Но все-таки поддался на уговоры девушки и согласился взять Машу копировщицей, если она докажет, что у нее и впрямь хороший почерк и что переписывает она действительно так быстро, как утверждает. Протянул ей трактат и сказал:
– Если справишься до завтра, работа твоя.
Маша без колебаний согласилась. Впереди – весь вечер и вся ночь, она быстро пишет. Она успеет.
И вот вместо копии трактата перед ней текст, не имеющий ничего общего с военными подкопами; на исписанных ее почерком листах разворачивалась какая-то странная история о сумасшедшем патологоанатоме, сшившем из частей разных трупов человека, которого оживил удар молнии. И было это создание так безобразно, что патологоанатом в ужасе бежал из города. А сшитый им человек пустился вслед за своим создателем…
Маша очнулась, только дочитав последнюю страницу, и в отчаянии закрыла лицо руками – что она делает? Уже через полчаса господин Завирайло-Охлобан ждет копию «Нюансов», а она, вместо того, чтобы попытаться наверстать упущенное, читает непонятно откуда взявшуюся историю!
Девушка собрала скопированные страницы трактата и покачала головой: пачка настолько тонкая, что сразу видно – здесь едва ли четверть работы. Ну, вот и все, конец ее так и не начавшейся карьеры копировщицы.
А что, если…
Движимая внезапным порывом, Маша взяла страницы с неизвестно откуда взявшейся историей про ожившего мертвеца и положила под листы с текстом «Нюансов». Теперь стопка смотрелась солидно, как раз такого же объема, что и трактат.

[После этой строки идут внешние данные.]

PR #143, opened 2026-09-02
feat: change the keys for paths

MRGuziX:
## Description
Changed the file id to the path key so we will distinguish between files of the same name  but on a different path, and we can choose the correct file for the RAG feature 

## Motivation
[Why is this change needed?
](https://redhat.atlassian.net/browse/RHOAIENG-88695)
## Changes
Benchmark field rename: correct_answer_document_ids → correct_answer_document_keys in benchmark_data.py and test_data_loader.py; old field is now rejected (not deprecated)
- Property rename: BenchmarkData.document_ids → BenchmarkData.document_keys with non-empty validation (each question must reference at least one document key)
- evaluation_results.json: answer_contexts[].document_id → answer_contexts[].document_key in results.py and rag_templates_optimization.py
- Text extraction: documents are named by their relative S3 object key (e.g. manuals/xr-200/file.txt) instead of bare filename; input_data_key prefix is stripped cleanly via a new parameter instead of hardcoding "documents" as a path marker
- Document loading fix: load_docling_documents now recursively scans subdirectories (rglob) so documents saved in nested directory structures are found
- Validation: mps.py validates benchmark keys against ingested documents — fails clearly if any key is missing
- Tests updated: all unit, functional, and integration tests updated to use new field names; backward-compat tests replaced with rejection tests confirming old field is no longer accepted

## Testing
-dev image
-pipeline from newest PLC changes
-run experiment
image

## Checklist
- [ ] Tests added/updated
- [ ] Documentation updated
- [ ] All checks passing


jakub-walaszczyk:
@MRGuziX there were some changes in `ai4rag` components / data. Please see those and make proper updates. Thanks and sorry for the trouble

ai4rag/core/experiment/benchmark_data.py
```diff
@@ -50,18 +50,25 @@ def __init__(self, benchmark_data: pd.DataFrame):
...
         self.questions: list[str] = list(self._benchmark_data[self.QUESTION])
         self.correct_answers: list[list[str]] = list(self._benchmark_data[self.CORRECT_ANSWERS])
-        self.document_ids: list[list[str]] = list(self._benchmark_data[self.DOC_IDS])
+
+        if self.DOC_KEYS not in self._benchmark_data.columns:
+            raise BenchmarkDataValueError(
+                f"Benchmark data must contain '{self.DOC_KEYS}'. "
+                "Each record needs a list of S3 object keys identifying the ground-truth documents."
+            )
+        self.document_keys: list[list[str]] = list(self._benchmark_data[self.DOC_KEYS])
```
jakub-walaszczyk, line 76: To run `ai4rag` user does not need to have s3 access. Data can be read from the local drive. Should we introduce such message in here? I think in the ai4rag context, the key should be treated as document identifier. Document identifier in the pure `ai4rag` context can be anything that uniquely identifies the file.

My proposal: remove reference to s3, use the `correct_answer_document_keys` as required.

ai4rag/core/experiment/benchmark_data.py
```diff
@@ -30,8 +30,8 @@ class BenchmarkData:
     correct_answers : list[str]
         Validated answers from the benchmark dataset.
 
-    document_ids : list[str]
-        Validated IDs of documents with correct context for given answers.
+    document_keys : list[list[str]]
+        Validated S3 object keys of documents with correct context for given answers.
```
jakub-walaszczyk: I think we can drop the direct s3 reference and introduce some statement that document_keys are unique document identifiers (relative paths when provided from local drive or actual keys when using s3)?

ai4rag/core/experiment/benchmark_data.py
```diff
@@ -41,7 +41,7 @@ class BenchmarkData:
 
     QUESTION = "question"
     CORRECT_ANSWERS = "correct_answers"
-    DOC_IDS = "correct_answer_document_ids"
+    DOC_KEYS = "correct_answer_document_keys"
```
jakub-walaszczyk, line 58: Using DOC_IDS here was technically correct. In the context of `ai4rag` these documents names, keys or w/e are treated as unique documents identifiers. Something to consider, both options are fine.

ai4rag/core/experiment/mps.py
```diff
@@ -148,11 +148,19 @@ def evaluate_patterns(self):
...
+        for element in self.benchmark_data.document_keys:
+            benchmark_keys.extend(element)
+
+        ingested_keys = {doc.name for doc in self.documents}
+        missing_keys = set(benchmark_keys) - ingested_keys
+        if missing_keys:
+            raise ValueError(
+                f"Benchmark data references {len(missing_keys)} document keys not ingested: "
+                f"{sorted(missing_keys)[:5]}{'...' if len(missing_keys) > 5 else ''}"
+            )
```
jakub-walaszczyk: If we get benchmark data here, and then we sample the documents based on the benchmark data, this check makes not much sense, right? One line below you get all the documents needed.

ai4rag/utils/data/text_extraction.py
```diff
@@ -175,6 +175,7 @@ def extract_text(  # pylint: disable=too-many-locals,too-many-arguments,too-many
     max_extraction_workers: int | None = None,
     docling_artifacts_path: str | None = None,
     docling_config: DoclingExtractionConfig | None = None,
+    input_data_key: str = "",
```
jakub-walaszczyk: Is it necessary? For what I understand here, the `documents` parameter, that is most likely the results of documents discovery, has all the description with documents keys. Why would we need `input_data_key` here? I believe the idea about documents validation regarding s3 is done in `documents_discovery`.

ai4rag/utils/data/text_extraction.py
```diff
@@ -800,9 +827,18 @@ def _download_and_submit(  # pylint: disable=too-many-locals
                 continue
             downloaded_paths.append(local_path)
 
+    # Map local paths back to their S3 keys for doc_name computation
+    local_to_key = {(download_path / d["key"]).resolve(): d["key"] for d in supported}
```
jakub-walaszczyk: Can't we e.g. keep the full keys in the `documents: list[dict]`?

jakub-walaszczyk (commented):
Please address the questions regarding ai4rag local usage. We need to tell user how to act with `ai4rag` locally with no s3.

Please review and update the notebooks accordingly if applicable.

Let's revisit the idea of coming with the `input_data_key` to text `extract_text()`.

ai4rag/core/experiment/benchmark_data.py
MRGuziX: You're right that either works. I kept DOC_KEYS only so the constant matches the column name it holds (correct_answer_document_keys) — the docstring now makes the "key == unique document identifier" meaning explicit, which was the real gap. Happy to switch back to DOC_IDS if you'd rather.

ai4rag/core/experiment/mps.py
MRGuziX: Fair point, the hard failure was too strict. Changed it to a warning that names the missing keys, since silently dropping ground-truth documents lowers the retrieval scores without any signal.

ai4rag/core/experiment/benchmark_data.py
MRGuziX: Done. The message no longer mentions S3 and now explains both case

ai4rag/utils/data/text_extraction.py
MRGuziX: fair point

ai4rag/utils/data/text_extraction.py
MRGuziX: You're right, it doesn't belong here.
I will adjust the PLC changes also

ai4rag/core/experiment/benchmark_data.py
MRGuziX: sure

ai4rag/core/experiment/mps.py
```diff
@@ -148,11 +148,29 @@ def evaluate_patterns(self):
...
+
+        missing_keys = benchmark_keys - {document.name for document in self.documents}
+        if missing_keys:
+            logger.warning(
+                "Benchmark data references %d document key(s) that were not ingested. "
+                "Those documents are skipped, which lowers the retrieval scores: %s%s",
+                len(missing_keys),
+                sorted(missing_keys)[:5],
+                "..." if len(missing_keys) > 5 else "",
+            )
```
jakub-walaszczyk: This should be removed. If you want to introduce such logic, AI4RAGExperiment would be a better place to validate whether there are document keys covering the benchmark_data requirements. Drop this validation logic from the mps.

BTW: if there are no grounding documents for some reason, the scores and models responses should reflect that

ai4rag/core/experiment/mps.py
```diff
@@ -148,11 +148,29 @@ def evaluate_patterns(self):
...
+
+        documents = [document for document in self.documents if document.name in benchmark_keys]
+        if not documents:
+            raise ValueError(
+                "None of the document keys referenced by the benchmark data match an ingested "
+                "document, so there is nothing to pre-select on. Check that "
+                f"'{BenchmarkData.DOC_KEYS}' holds ingested document names, e.g. "
+                f"{sorted(benchmark_keys)[:3]} vs. {sorted(d.name for d in self.documents)[:3]}."
+            )
```
jakub-walaszczyk: Same here. This validation can be taken out to the AI4RAGExperiment. Here we should not worry about data validation.

ai4rag/utils/data/documents_discovery.py
```diff
@@ -28,13 +28,25 @@ class DocumentDescriptor:
     Attributes
     ----------
     key : str
-        Full S3 object key.
+        Full S3 object key, used to fetch the object.
     size_bytes : int
         Object size in bytes.
+    relative_key : str
```
jakub-walaszczyk: Why do we need relative key at all?

MRGuziX: `datasets/rag/v1/docs/manuals/xr-200/setup.pdf` -> that is full s3 key
`manuals/xr-200/setup.pdf` -> that is relative key

on main(branch) a document's name was just the filename, so `docs/a/setup.txt` and `docs/b/setup.txt` both became setup.txt — one shadowed the other. relative_key gives each document a unique, path-aware name

jakub-walaszczyk: but full object key gives you that + more. relative_key seems to be redundant when you have just key.

jakub-walaszczyk (approved):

Возможно, господин Завирайло-Охлобан проверит только первые страницы и удовлетворится этим. И даст-таки ей работу. А уж там она его не подведет.
Если бы идеи могли говорить с людьми, возможно, они рассказали бы о том, что бок о бок с нашей реальностью существует невидимый мир бесчисленных идей, главная и единственная цель существования которых – дождаться, когда откроется дверь между двумя мирами, и пройти через нее, чтобы поселиться в голове у выбранного ими человека.
И не будет покоя человеку, в голове которого поселилась идея, до тех пор, пока он не воплотит ее в жизнь.
Лексан Паныч выглянул в коридор. Все, на сегодня пациентов больше нет.